That didn't work out to good for WV. Cal will feed off of any trash talk and us that for motivation. I like UK by 20. ND may be warming the buses up at half time


----------



## unwine99 (Mar 28, 2015)

Notre Dame is gonna tap that ass ​


----------



## a mongo frog (Mar 28, 2015)

so far this game is great


----------



## unwine99 (Mar 28, 2015)

I think that was the championship game right there.  Awesome game.


----------



## needsomebeans (Mar 28, 2015)

Holy shit! 38-0. A W is a W.


----------



## needsomebeans (Apr 1, 2015)

If Wisconsin can shoot the ball Saturday like they did against AZ it will be a tough match up for KY. If KY can defend the three and shot 50-60% from the floor I like their chances.


----------



## TBoneJack (Apr 3, 2015)

KY will lose only if they have an off night and their opponent has a good night. But on any given night in college basketball, that can happen.

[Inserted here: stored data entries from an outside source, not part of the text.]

PR #2100, opened 2020-04-30
Fix up superblock mode

### LINKED ISSUE #2096: ZSTD_c_targetCBlockSize == ZSTD_TARGETCBLOCKSIZE_MAX leads to improbably bad compression
Using `ZSTD_CCtxParams_setParameter(cctxParams, ZSTD_c_targetCBlockSize, ZSTD_TARGETCBLOCKSIZE_MAX)` leads to improbably bad compression for sources with large minimum sequences (>1kB).

Using a repeated concatenation of a minified CSS:
With setting targetCBlockSize == ZSTD_TARGETBLOCKSIZE_MAX:
`bootstrap.min.css    : 97.31%   (13862462 => 13488900 bytes, bootstrap.min.css.zst)`
Without setting targetCBlockSize:
`bootstrap.min.css    :  0.15%   (13862462 =>  20476 bytes, bootstrap.min.css.zst)`

Further note: I encountered this as a result of trying to reduce the block size on decompress regarding #2093. If instead of setting the TargetCompressedBlockSize, ZSTD_BLOCKSIZEMAX itself is reduced, in turn causing the maximum blocksize to be reduced as well, it has a much smaller impact on the compression.

-------

The source used was obtained via the following sequence:
`rm bootstrap.min.css; wget https://stackpath.bootstrapcdn.com/bootstrap/4.3.1/css/bootstrap.min.css && for i in {1..5}; do cat bootstrap.min.css >> bootstrap_2.min.css; cat bootstrap_2.min.css >> bootstrap.min.css; done && rm bootstrap_2.min.css`

terrelln:
Fixes:
* Enable RLE blocks for superblock mode
* Fix the limitation that the literals block must shrink. Instead, when we're within 200 bytes of the next header byte size, we will just use the next one up. That way we should (almost?) always have space for the table.
* Remove the limitation that the first sub-block MUST have compressed literals and be compressed. Now one sub-block MUST be compressed (otherwise we fall back to raw block which is okay, since that is streamable). If no block has compressed literals that is okay, we will fix up the next Huffman table.
* Handle the case where the last sub-block is uncompressed (maybe it is very small). Before it would skip superblock in this case, now we allow the last sub-block to be uncompressed. To do this we need to regenerate the correct repcodes.
* Respect disableLiteralsCompression in superblock mode
* Fix superblock mode to handle a block consisting of only compressed literals
* Fix a off by 1 error in superblock mode that disabled it whenever there were last literals
* Fix superblock mode with long literals/matches (> 0xFFFF)
* Allow superblock mode to repeat Huffman tables
* Respect `ZSTD_minGain()`.

Tests:
* Simple check for the condition in #2096.
* When the `simple_round_trip` fuzzer enables superblock mode, it checks that the compressed size isn't expanded too much.

Remaining limitations:
* O(targetCBlockSize^2) because we recompute statistics every sequence
* Unable to split literals of length > targetCBlockSize into multiple sequences
* Refuses to generate sub-blocks that don't shrink the compressed data, so we could end up with large sub-blocks. We should emit those sections as uncompressed blocks instead.
* ...

Fixes #2096

### DIFF
--- a/lib/common/zstd_internal.h
+++ b/lib/common/zstd_internal.h
@@ -291,6 +291,31 @@ typedef struct {
     U32   longLengthPos;
 } seqStore_t;
 
+typedef struct {
+    U32 litLength;
+    U32 matchLength;
+} ZSTD_sequenceLength;
+
+/**
+ * Returns the ZSTD_sequenceLength for the given sequences. It handles the decoding of long sequences
+ * indicated by longLengthPos and longLengthID, and adds MINMATCH back to matchLength.
+ */
+MEM_STATIC ZSTD_sequenceLength ZSTD_getSequenceLength(seqStore_t const* seqStore, seqDef const* seq)
+{
+    ZSTD_sequenceLength seqLen;
+    seqLen.litLength = seq->litLength;
+    seqLen.matchLength = seq->matchLength + MINMATCH;
+    if (seqStore->longLengthPos == (U32)(seq - seqStore->sequencesStart)) {
+        if (seqStore->longLengthID == 1) {
+            seqLen.litLength += 0xFFFF;
+        }
+        if (seqStore->longLengthID == 2) {
+            seqLen.matchLength += 0xFFFF;
+        }
+    }
+    return seqLen;
+}
+
 /**
  * Contains the compressed frame size and an upper-bound for the decompressed frame size.
  * Note: before using `compressedSize`, check for errors using ZSTD_isError().
--- a/lib/compress/zstd_compress.c
+++ b/lib/compress/zstd_compress.c
@@ -1928,21 +1928,6 @@ void ZSTD_seqToCodes(const seqStore_t* seqStorePtr)
         mlCodeTable[seqStorePtr->longLengthPos] = MaxML;
 }
 
-static int ZSTD_disableLiteralsCompression(const ZSTD_CCtx_params* cctxParams)
-{
-    switch (cctxParams->literalCompressionMode) {
-    case ZSTD_lcm_huffman:
-        return 0;
-    case ZSTD_lcm_uncompressed:
-        return 1;
-    default:
-        assert(0 /* impossible: pre-validated */);
-        /* fall-through */
-    case ZSTD_lcm_auto:
-        return (cctxParams->cParams.strategy == ZSTD_fast) && (cctxParams->cParams.targetLength > 0);
-    }
-}
-
 /* ZSTD_useTargetCBlockSize():
  * Returns if target compressed block size param is being used.
  * If used, compression will do best effort to make a compressed block size to be around targetCBlockSize.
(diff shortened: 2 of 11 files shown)


lib/compress/zstd_compress.c
```diff
@@ -2463,6 +2460,16 @@ static size_t ZSTD_compressBlock_targetCBlockSize_body(ZSTD_CCtx* zc,
 {
     DEBUGLOG(6, "Attempting ZSTD_compressSuperBlock()");
     if (bss == ZSTDbss_compress) {
+        if (/* We don't want to emit our first block as a RLE even if it qualifies because
+            * doing so will cause the decoder (cli only) to throw a "should consume all input error."
```
Cyan4973, line 2464: 👍

lib/common/zstd_internal.h
```diff
@@ -291,6 +291,31 @@ typedef struct {
...
+typedef struct {
+    U32 litLength;
+    U32 matchLength;
+} ZSTD_sequenceLength;
+
+/**
+ * Returns the ZSTD_sequenceLength for the given sequences. It handles the decoding of long sequences
+ * indicated by longLengthPos and longLengthID, and adds MINMATCH back to matchLength.
+ */
+MEM_STATIC ZSTD_sequenceLength ZSTD_getSequenceLength(seqStore_t const* seqStore, seqDef const* seq)
```
Cyan4973, line 303: My understanding is that this function, `ZSTD_getSequenceLength()`, is only used within `zstd_compress_superblock.c`.

Why is it implemented in `common/zstd_internal.h` ?

lib/compress/zstd_compress_superblock.c
```diff
@@ -16,6 +16,7 @@
 #include "zstd_compress_sequences.h"
 #include "zstd_compress_literals.h"
 #include "zstd_compress_superblock.h"
+#include "zstd_internal.h"
```
Cyan4973, line 19: minor : document a reason for this dependency (`getSequenceLength()`)

lib/common/zstd_internal.h
terrelln: It is a generic helper function related to sequences. By putting it near the sequences, hopefully the next person who needs to read a litlen/matchlen will use this function, and see the reasoning behind it. A refactor of existing helper code, like the sequence collector, should switch it to using this function.

tests/fuzzer.c
```diff
@@ -12,6 +12,7 @@
 /*-************************************
 *  Compiler specific
 **************************************/
+#include "zstd_internal.h"
```
Cyan4973, line 15: minor : document a reason for this additional dependency.

Question : why does it have to be here, rather than in the `*  Includes` paragraph below ?

tests/fuzzer.c
```diff
@@ -708,16 +707,44 @@ static int basicUnitTests(U32 const seed, double compressibility)
...
         { ZSTD_inBuffer in = {src, srcSize, 0};
           ZSTD_outBuffer out = {dst, dstCapacity, 0};
-          assert(!ZSTD_isError(ZSTD_compressStream2(cctx, &out, &in, ZSTD_e_end)));}
+          CHECK_Z(ZSTD_compressStream2(cctx, &out, &in, ZSTD_e_end));}
+        ZSTD_freeCCtx(cctx);
+    }
+    DISPLAYLEVEL(3, "OK \n");
+
+    DISPLAYLEVEL(3, "test%3d: superblock with no literals : ", testNb++);
+    // Generate the same data 20 times over
```
Cyan4973, line 725: minor nit : avoid `//` comment style

tests/fuzzer.c
terrelln: Ohhh, that is why I ended up with duplicate includes... I think vscode decided to start silently adding missing includes...

Cyan4973:
Thanks for this fairly large fix, complete with a new test set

But I don't think it will. I think KY will win it all.


----------



## needsomebeans (Apr 3, 2015)

I think you are right. UK has to many studs in the stable.


----------



## TBoneJack (Apr 3, 2015)

needsomebeans said:


> I think you are right. UK has to many studs in the stable.


I apologize for saying "KY". It's "UK", right? Sorry.


----------



## needsomebeans (Apr 4, 2015)

Hardly nothing young man. Getting excited/nervous about the game. Go Cats!


----------



## unwine99 (Apr 4, 2015)

Bye bye Kentucky!!!


----------



## needsomebeans (Apr 4, 2015)

Two wins short of glory. Been am exciting season though.


----------



## TBoneJack (Apr 5, 2015)

Great season UK. It's so hard to go undefeated. Wisconsin was a very worthy opponent indeed.

And since I can't cheer for UK in the final game, I say Go Duke!!!

I love what coach K has done for USA Basketball, so I hope he wins another NCAA title.


----------